Gold Coast Euro-Africans

Total population
- ~0.5% – 2% of the Gold Coast population^{[according to whom?]}

Regions with significant populations
- Accra; Anomabu; Cape Coast; Elmina; Keta; Saltpond; Sekondi-Takoradi; Winneba;

Languages
- English; Ewe; Fante; Ga;

Religion
- Protestantism; Catholicism;

Related ethnic groups
- African American; Afro-Brazilians; Afro-Caribbeans; Gambian Creole people; Amaro people; Americo Liberian; Atlantic Creole; Black Britons; Black Nova Scotians; Fernandinos; Saro people; Sierra Leone Creole; Signare; Tabom people;

= Gold Coast Euro-Africans =

Historical ethnic group in Ghana

Gold Coast Euro-Africans were a historical demographic based in coastal urban settlements in colonial Ghana, that largely arose from unions between European men and African women from the late 15th century – the decade between 1471 and 1482, until the mid-20th century, circa 1957, when Ghana attained its independence from the United Kingdom.
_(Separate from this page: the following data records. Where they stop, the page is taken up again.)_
PR #274, opened 2020-12-09
Display YAML Parsing Errors

### LINKED ISSUE #270: Show project.yaml Errors
When viewing the Workspace detail page, where a Workspace's actions should be listed, a broken project.yaml will leave a user with just the `run_all` action and no feedback on what the problem is, or how to fix it.

Example fix here: https://github.com/opensafely/vaccine-eligibility/pull/2

Lets hide the actions list entirely when there's a parsing issue and show some kind of error, to point them in the right direction.

ghickman:
This reworks the `get_actions()` function to raise exceptions on errors so we can bubble the `YamlScanner` and fetching-from-github exceptions up to the UI and display them to the User.

This required building a lookup table of action -> status to pass into `get_actions()` so that replaced `Workspace.get_latest_status_for_action()`.

Fixes #270

### DIFF
--- a/jobserver/models.py
+++ b/jobserver/models.py
@@ -258,19 +258,27 @@ class Workspace(models.Model):
     def get_absolute_url(self):
         return reverse("workspace-detail", kwargs={"name": self.name})
 
-    def get_latest_status_for_action(self, action):
+    def get_action_status_lut(self):
         """
-        Get the latest status for an action in this Workspace
-        """
+        Build a lookup table of action -> status
 
-        try:
-            job = Job.objects.filter(action=action, job_request__workspace=self).latest(
-                "created_at"
+        We need to get the latest status for each action run inside this
+        Workspace.
+        """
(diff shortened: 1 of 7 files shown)


evansd (approved):
Nice work!

There's a question related to this which I've been meaning to ask. When we hit an error condition handling a JobRequest, the job-runner creates a failed job to communicate the error back to the server. See:
https://github.com/opensafely/job-runner/blob/4285f5274fb06c2b202caa9401a21c32b76ce972/jobrunner/create_or_update_jobs.py#L234-L267

This code arbitrarily chooses the first requested action as the action for this "error job". I think that's mostly OK but I can imagine cases where that might be confusing. I wonder if we need to be cleverer about this. Or if we need some convention for an action name which indicates an error with the JobRequest as a whole, rather than one specific action.

ghickman:
@evansd – good point!  Moved the discussion to #275

Issue #282, opened 2020-12-14
Default Workspace Names to repo-branch-db


ghickman:
Set a default value in the Workspace.name field of `{repo}-{branch}-{db}` to over the common case.

PR #288, opened 2020-12-15
Consume GraphQL Pages

### LINKED ISSUE #149: Use Pagination with GitHub's GraphQL API
When adding #143 I couldn't see how to easily paginate the `repositories` part of the call.  GitHub limits us to 100 repositories in that call and the Researchers Team has 58 repos currently.

[Pagination in GraphQL](https://graphql.github.io/learn/pagination/) is done with cursors.

Some initial questions, mostly based on GitHub's REST API:
* How do we know when we've exhausted a resources pages?
* How to track a cursor?
* Can we create a generator function which yields single Repo, Branches pairs?

ghickman:
This enables us to consume more than 100 repos from the Researchers team (which has grown to 79 since the issue was filed!) using GraphQL's cursor-based pagination to walk the pages once we have over 100 repos in that team.

Tested with `first: 10` to make sure it does actually pull more than 10 repos!

Fixes #149

### DIFF
--- a/jobserver/github.py
+++ b/jobserver/github.py
@@ -60,18 +60,22 @@ def get_file(repo, branch):
     return r.text
 
 
-def get_repos_with_branches():
+def _get_page(session, cursor):
     """
-    Get Repos with their branches from the OpenSafely Researchers Team
+    Get a page of Repos (with branches) from the OpenSAFELY Researchers Team
 
     This uses the GraphQL API to avoid making O(N) calls to GitHub's (v3) REST
-    API.
+    API.  The passed cursor is a GraphQL cursor [1] allowing us to call this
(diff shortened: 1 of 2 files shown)


sebbacon (approved):
LGTM

Question: when if ever would we change this, because getting a list of _all_ repos is too expensive? What would we do instead?  What is the impact of a "too" large list?

ghickman:
> What is the impact of a "too" large list?

Slow page loads.

> What would we do instead?

I think we probably move to a React (or similar) component for this page.  I've already been thinking about it for #282 but punted to prioritise other bits.  It would allow us to render the list asynchronously, however there would be some decisions to make around how it spoke to the GitHub API since we don't want to just throw our PAT into the JS.

PR #289, opened 2020-12-16
Update Status Icons

### LINKED ISSUE #248: Live-update job statuses on workspace detail page
WorkspaceDetail is expected to be our core page for a given Workspace, however it doesn't update so the statuses on there can get out of date.

A fairly simple solution is some javascript which polls an API endpoint to get statuses for the given workspace and updates the frontend.

ghickman:
This switches the construction of our status icons to be CSS based by modifying the SVGs with hardcoded colours, allowing icons to be updated via Javascript.  Since we're only using one colour for each currently (and I don't see that changing any time soon) so I don't think this will be a problem.

Note: I've avoided jQuery in this new script to scratch the itch of seeing how modern JS replaces many of the functions I would normally reach for.  It worked out pretty well!

Fixes #248


static/js/workspace_detail.js
```diff
@@ -0,0 +1,27 @@
+const updateStatuses = (url) => {
```
sebbacon, line 1: I am well out-of-date with current browser support for various constructions used here. Can you enlighten me?

sebbacon (approved):

static/js/workspace_detail.js
ghickman: Sure!

[`const`](https://developer.mozilla.org/en-US/docs/Web/JavaScript/Reference/Statements/const): block scoped variable which can't be changed.

[arrow functions](https://developer.mozilla.org/en-US/docs/Web/JavaScript/Reference/Functions/Arrow_functions): a new way to write functions in ES6.  I prefer how concise they are.  The declaration here is equivalent to `updateStatuses(url) { // do stuff };`.

[`fetch`](https://developer.mozilla.org/en-US/docs/Web/API/Fetch_API): browser native, promise-based, function to fetch resources.  Syntax is similar to jQuery's `ajax()` function.

The for loop is the same as Python's `for k, v in some_dict.items():`.  Specifically the assignment is a [destructuring assignment](https://developer.mozilla.org/en-US/docs/Web/JavaScript/Reference/Operators/Destructuring_assignment) in JS terminology.

Does that cover everything?

sebbacon: Thanks, that is useful, but when I said *current browser support* I meant, what will this break in?!

ghickman: ah, misunderstood!

Nothing 🙂

Everything I've used here has been well supported on all major browsers for years.

The only outlier is IE11 but IIRC that's been superseeded by Edge for some time now?

sebbacon: IE10 is still common in the NHS...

In this period, different geographic areas of the Gold Coast were politically controlled at various times by the Portuguese, Germans, Swedes, Danes, Dutch and the British. There are also records of merchants of other European nationalities such as the Spaniards, French, Italians and Irish, operating along the coast, in addition to American sailors and traders from New York, Massachusetts and Rhode Island. Euro-Africans were influential in intellectual, technocratic, artisanal, commercial and public life in general, actively participating in multiple fields of scholarly and civic importance. Scholars have referred to this Euro-African population of the Gold Coast as "mulattos", "mulatofoi" and "owulai" among other descriptions. The term, owula conveys contemporary notions of "gentlemanliness, learning and urbanity" or "a salaried big man" in the Ga language. The cross-cultural interactions between Europeans and Africans were mercantile-driven and an avenue to boost social capital for economic and political gain i.e. "wealth and power". The growth and development of Christianity during the colonial period also instituted motifs of modernity vis-à-vis Euro-African identity. This model created a spectrum of practices, ranging from a full celebration of native African customs to a total embrace and acculturation of European culture.

== Genealogy ==
Gold Coast Euro-Africans were mostly members of Anlo Ewe, Fante and Ga ethnicities - groups that are historically based along the coast of Ghana. Typical cities that had a strong Euro-African presence include Accra, Anomabu, Cape Coast, Elmina, Keta, Saltpond, Sekondi-Takoradi and Winneba. Many Euro-Africans also owned farms and hamlets further inland on peri-urban plains and rural locales. Euro-African residences along the coast, which also housed well-stocked personal libraries, typically combined colonial architecture designs from Palladian plans, traditional Akan courtyard houses, and the sobrado styles. Euro-African marriage ceremonies largely combined traditional customary practices with nominal Western Christian standards of monogamy, often in accordance with official colonial rules of the time. Euro-Africans also forged relationships with prominent native families of royal ancestry and nobility, both along the coast and in the Akan hinterland. As a result, Euro-Africans were "intermediaries" and "councillors" who straddled both spheres with relative ease. There are also cases of intermarriages between Euro-Africans and immigrants from the African diaspora in the Atlantic such as Afro-Brazilians, West Indians and those Sierra Leone Creoles descended from the Nova Scotian Settlers. A number of these Euro-Afro-Caribbean families are still extant. There are also records of marriages between Euro-Africans and groups from Anglophone West Africa territories. In postcolonial Ghana, Euro-Africans fully assimilated into the broader Ghanaian culture and are therefore no longer perceived by scholars as a distinct demographic group.

== Cultural attributes ==
=== Education and literacy ===
Euro-Africans were noted for their literacy, having benefited from a European-type formal education at the castle schools at Christiansborg and Cape Coast, both opened in the seventeenth century, as well as the government school at Elmina Castle which was opened in 1482. This Western style education can be situated in coastal commerce and educational connections to Protestant missionaries from the Basel and Wesleyan societies that operated in the colony's townships. The castle schools were started with the approval of European Governors to baptise and primarily educate the male Euro-African mulatto children of European men and Gold Coast African women to train them as administrative clerks and interpreters for colonial civil servants as well as soldiers in the garrisons around coastal European fortresses.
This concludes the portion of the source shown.